Такую невероятную гениальную художественную мысль, притаившуюся за тончайшей линией глаз, можно увидеть в немногих портретах. Композитор уже был смертельно ранен алкоголизмом, Репин это почувствовал и буквально в пару сеансов написал один из величайших портретов. Он написал бушевание страстей, спеленутых больничным халатом.

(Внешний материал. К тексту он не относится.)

PR #131, opened 2026-09-18
feat(ans-verify): accept an FQDN and resolve its ANS badge

### LINKED ISSUE #120: ans-verify: accept an FQDN and resolve its ANS badge
Track the FQDN entry point discussed in #99 separately from the proposal for non-ANS verification.

Add an explicit FQDN input while preserving existing agent-ID usage. Resolve `_ans-badge.<fqdn>` and use the discovered ANS registration information as input to the existing receipt-verification flow.

Acceptance criteria:

- Existing agent-ID input remains supported.
- FQDN input resolves the ANS badge and runs the existing receipt and proof checks with the current trust configuration.
- Missing or malformed badge records and DNS lookup errors produce clear failures and a nonzero exit status.
- Existing metadata-hash verification options remain available.
- There is no fallback to SVCB endpoint discovery, non-ANS card verification, or a reachable-but-unregistered result.

This changes how an ANS registration is located; it does not change the evidence required to verify it.

Related: #99 and #112.

sparkmastergrape:
Closes #120 — the FQDN entry point split out of #99, and the "happy to do it next as its own PR" from #112.

**What.** `ans-verify` gains `-fqdn`. It resolves TXT at `_ans-badge.<fqdn>`, requires `v=ans-badge1`, and reads the agent id out of the `url=` value's `/v1/agents/<id>` path, which is the shape `BadgeRecord` writes. That id then enters the existing receipt and proof flow with nothing else altered. `-agent` and the positional agent id keep working unchanged; passing both is an error. `-check-metadata` and `-metadata-timeout` apply on the FQDN path too.

This changes how a registration is located, not the evidence required to verify it. No SVCB endpoint discovery, no agent-card fetch, no reachable-but-unregistered outcome.

**The log the badge names.** The badge is published by the same operator as the agent, so it does not get to move verification to a log of its choosing. An explicit `-url` wins, and a badge that disagrees is reported (`⚠ badge names X; verifying against -url Y instead`). The badge's log is adopted only when `-url` was left at its default, where the operator expressed no preference and the `localhost:18081` default would be useless. Say the word if you would rather it never adopt the badge's log and always require an explicit `-url`; that is a one-line change.

**Failures, all exit 1 with a specific message.** Lookup error, NXDOMAIN, no `ans-badge1` record at the name, a name publishing two different badges (which registration to verify is ambiguous), or a `url=` that is not a `/v1/agents/<agentId>` path. That last one also rejects the endpoint-URL form `BadgeRecord` falls back to when a deployment configures no TL base URL: it names a reachable agent, not a log, so there is no ANS evidence to check. The agent id must match the UUID shape the RA issues before it is interpolated into a fetch path, reusing the walker's `agentIDPattern` for the same reason it exists there.

**`-dns host:port`** aims the lookup at one resolver, which the local `ans-dns` dev server needs. A failed lookup names that resolver: Go's own resolver error reports the server from the system configuration even when `Dial` sent the query elsewhere, which reads as though `-dns` was ignored.

**Tests.** `badge_test.go`: the canonical record, five tolerated forms (trailing slash, no spaces, a log under a path prefix, `http` for local, uppercase keys), nine rejected ones, the badge owner name actually queried, unrelated TXT at the same name ignored, the same badge published twice accepted, seven resolve failures, the three log-selection branches, `flagWasSet`, and `normalizeResolverAddr`. Two of them use a real nameserver: one serving the badge over UDP through `newTXTLookup`, one pointed at a dead port to check the error names the resolver.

5. Снятые и неснятые фильмы
Мы не можем вообразить искусство XX века без той морфологии, через которую оно пришло в начале века и которая была названа экспериментом. Но на самом деле, скажем, поэзия футуристов, поэзия того же Хлебникова или Маяковского — это не эксперимент. Это естественное состояние, когда язык, слово воспринималось поэтом так же, как мог воспринимать его ребенок, только начинающий говорить.

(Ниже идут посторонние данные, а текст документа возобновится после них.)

PR #135, opened 2026-09-21
fix(docs): make Swagger work on the deployed service origin

### LINKED ISSUE #132: Swagger UI fails to parse RA spec and targets incorrect service URLs
The RA OpenAPI document defines `components.schemas.Problem` twice, causing Swagger UI to reject it with a duplicated mapping key error. The RA and TL OpenAPI server URLs also direct interactive requests to localhost or example hosts when the services run on a public domain.

Remove the duplicate mapping, use service-origin URLs, and synchronize the embedded documents with the canonical specs.

csnitker-godaddy:
The RA Swagger UI cannot parse its OpenAPI document because `components.schemas.Problem` is defined twice. Both services also direct interactive requests to localhost or example hosts instead of the deployed origin.

Remove the duplicate RA schema and use same-origin server URLs: `/v2` for RA and `/` for TL. Keep the canonical documents and their embedded copies identical. Handler responses are unchanged.

Validation: duplicate-key-aware YAML parsing, canonical/embedded byte comparison, and whitespace checks.

Fixes #132.

### AI assistance


spec/api-spec-v2.yaml
```diff
@@ -43,12 +43,8 @@ info:
     url: https://www.apache.org/licenses/LICENSE-2.0.html
 
 servers:
-  - url: http://localhost:18080/v2
-    description: Local dev — quickstart ra-local.yaml
-  - url: https://api.ans.example.org/v2
-    description: Main ANS API server (v2)
-  - url: https://test.ans.example.org/v2
-    description: Test server (v2)
+  - url: /v2
```
kperry-godaddy, line 46: The root list is fixed, but the operation-level override on `/v1/agents/events` (lines 96-100) still carries `http://localhost:18080` and `https://api.ans.example.org`. A path item's `servers` replaces the root list for that path (OAS 3.0.3, Path Item Object: https://spec.openapis.org/oas/v3.0.3#path-item-object), so on a deployed RA the events-feed "Try it out" still goes to localhost, which is the behaviour #132 describes. Same treatment there, then re-copy the embedded `ra.yaml`:

```yaml
  /v1/agents/events:
    servers:
      - url: /
        description: This Registration Authority (the feed is served at the origin root, not under /v2)
```

Worth fixing before this ships since it is the same defect on the one route that lives outside `/v2`; the change is four lines and the docsui test will catch a missed copy.

kperry-godaddy (changes requested):
The relative `servers` entries are the right call, and I checked the mechanics rather than trusting them: swagger-js resolves a relative server URL against the document URL and strips the trailing slash before it appends the operation path, so the TL's `url: /` produces clean `https://host/v1/...` requests. Removing the second `Problem` also kept the accurate copy: the generic 500 path in `errors.go` emits no `code`, so the deleted definition's `required: code` was the wrong one. Both documents now pass a duplicate-key-strict YAML parse, and the embedded copies are byte-identical to `spec/`.

One thing I'd settle before this merges, inline on the `servers` block. Two small notes below.

- 97 `$ref`s still point at `ErrorResponse` and 15 at `Problem`, while every RA failure path emits Problem Details. The deleted duplicate carried the only note that this migration is tracked separately, and I couldn't find an issue for it. Opening one would keep the work item from disappearing with the comment.
- Dropping the named hosts changes what a code generator seeds as its default base URL from `servers[0].url`. If any SDK build reads this document directly, it will want an explicit base URL now.

Issue #134, opened 2026-09-21
Deduplicate the RA certificate issuance phase literal


csnitker-godaddy:
The RA status DTO repeats `CERTIFICATE_ISSUANCE` in its phase and completed/pending step mappings. Extract a shared constant to satisfy the repeated-string lint rule while preserving the response values.

PR #137, opened 2026-09-21
refactor(ra): share certificate issuance phase constant

csnitker-godaddy:
Extract the repeated `CERTIFICATE_ISSUANCE` literal into one constant shared by the RA phase and completed/pending step mappings. This satisfies the repeated-string lint rule without changing response values or fields.

Depends on #128; this PR targets `fix/renewal-publication` to keep the diff limited to the cleanup.

Fixes #134.

### AI assistance


internal/ra/handler/dto.go
```diff
@@ -459,6 +459,8 @@ func mapCSRStatus(c *domain.AgentCSR) csrStatusResponse {
 
 // ----- AgentStatus (matches V2 spec §1133) -----
 
+const phaseCertificateIssuance = "CERTIFICATE_ISSUANCE"
```
kperry-godaddy, line 462: Two things on this line. First, the premise: with the repo's `.golangci.yml` and the pinned golangci-lint v2.11.4, `./internal/ra/handler/...` reports zero issues on the base as well as here, so no repeated-string rule was failing before this change. If a different invocation produced the goconst report behind #134, it would be worth recording that command in the PR. Second, if the phase vocabulary is worth naming, it is worth naming once: `DOMAIN_VALIDATION` still appears five times in these three functions, `DNS_PROVISIONING` three times, `INITIALIZATION` once, and `COMPLETED` is borrowed from `renewalStatusCompleted`, a renewal-status constant standing in for a phase. These five strings are the `AgentStatus.phase` enum at `spec/api-spec-v2.yaml:2069`:

```go
// AgentStatus phase and step vocabulary (spec/api-spec-v2.yaml, AgentStatus.phase enum).
const (
	phaseInitialization      = "INITIALIZATION"
	phaseDomainValidation    = "DOMAIN_VALIDATION"
	phaseCertificateIssuance = "CERTIFICATE_ISSUANCE"
	phaseDNSProvisioning     = "DNS_PROVISIONING"
	phaseCompleted           = "COMPLETED"
)
```

with `phaseFor`, `completedStepsFor` and `pendingStepsFor` switched over. Either shape is fine with me once the base is sorted; `dto_more_test.go` keeps pinning the wire values.

kperry-godaddy (changes requested):
The change is harmless and the wire values don't move, so there is nothing to worry about in the diff itself. What shapes my read is where the PR is aimed. `internal/ra/handler/dto.go` is byte-identical on `main` and on `fix/renewal-publication`, so this doesn't depend on #128: it is queued behind a stack that has changes requested on it for no reason, "Fixes #134" can't auto-close from a non-default base (https://docs.github.com/en/issues/tracking-your-work-with-issues/using-issues/linking-a-pull-request-to-an-issue), and if #128 is squash-merged with its branch deleted, GitHub retargets this PR to `main` with #128's commits in its diff.

I'd settle that before anything else:

```sh
git fetch origin
git rebase --onto origin/main origin/fix/renewal-publication fix/ra-certificate-phase-constant
git push --force-with-lease
gh pr edit 137 --base main
```

One note inline on the constant itself, about what the linter actually reports and how far the extraction goes.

Так начинается глава «Тот самый фильм о любви, который мне так и не пришлось снять, или Слово-объектив». Глава о любви к Маяковскому — разному, со всей биографией, и о самом первом в жизни режиссера Норштейна замысле фильма, оставшегося навсегда только в экспликациях и эскизах. В несбывшемся. У этого фильма многого стоил (конечно же, невозможный в 70-х) уже хотя бы финал:
И уже после трагедии самоубийства должен был быть кадр, который я назвал бы «Освобождение Маяковского». Виделось, как по шоссе, разогретому солнцем так, что асфальт уже кажется расплавленным ослепляющим металлом, идут четыре Маяковских: «Медведь», Маяковский десятых годов, в цилиндре и плаще, Маяковский-Щен и тот Маяковский, каким он себя делал — агитатор-горлан. Они идут и балагурят, и хохочут под звуки аргентинского танго, не обращая на нас никакого внимания. Идут и уходят совсем...

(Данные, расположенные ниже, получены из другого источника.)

PR #638, opened 2016-03-16
Support for inference on LMDB

### LINKED ISSUE #619: Support for inference on LMDB file
Original suggestion from Clement Payout.

It could be useful to allow users to provide their own LMDB to perform inference on:
- That would be one possible use of the test LMDB that DIGITS can create when generating a classification dataset;
- That would make it possible to work with image-like data that cannot be stored in image files (e.g. non-standard number of channels, ...). Today a user can create a generic model for those image-like data but DIGITS won't allow them to perform inference if the data are not stored as image files;
- This would allow users to skip the image file creation step.

### LINKED ISSUE #630: Optionally keep the information about the original image in LMDB
We've recently had an issue, we experimented with image similarity and instead returning similar images from lmdb dabatase (resized, croped and filled with noise), we wanted to return the original image, but key or value in lmdb database doesn't contain such information.

Now, we could hack the create_db.py file but we don't find this a good long term solution, so an option is to completely abandon digits or continue using it if such option becomes available.

The suggestion is to optionally provide a third column to input txt files provided to digits to fill the database, where third column would be image id. So for example key would look something like this:
b'00000234_992929_4' where 992929 would be some id provided by user, and 4 the category id. The third column should be optional for easier usage for users who do not need the info about original image.

Another option is that filepath is part of a key.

Но сам я на этом уже закончу эту нескладную и однобокую попытку конспекта, потому что дальше в книге еще много иллюстрированных рассказов о все новых и знаменитых работах и замыслах Мастера. Но я уже завтра отправляюсь по шоссе, разогретому солнцем так, что асфальт уже кажется расплавленным ослепляющим металлом, в дальний путь, и беру эту книгу с собой.

Comments

( 4 comments — Leave a comment )
mike67
Aug. 1st, 2010 12:53 pm (UTC)
Очень интересно.
baspr
Aug. 1st, 2010 04:44 pm (UTC)
Искусствоведы - такие искусствоведы, ага.
auraz
Aug. 7th, 2010 04:26 pm (UTC)
Привет! Спасибо! Можно излагать четче? )Чтобы читалось легче.
fregimus
Aug. 7th, 2010 09:25 pm (UTC)
А Вы возьмитесь да и отредактируйте, чтоб читалось легче.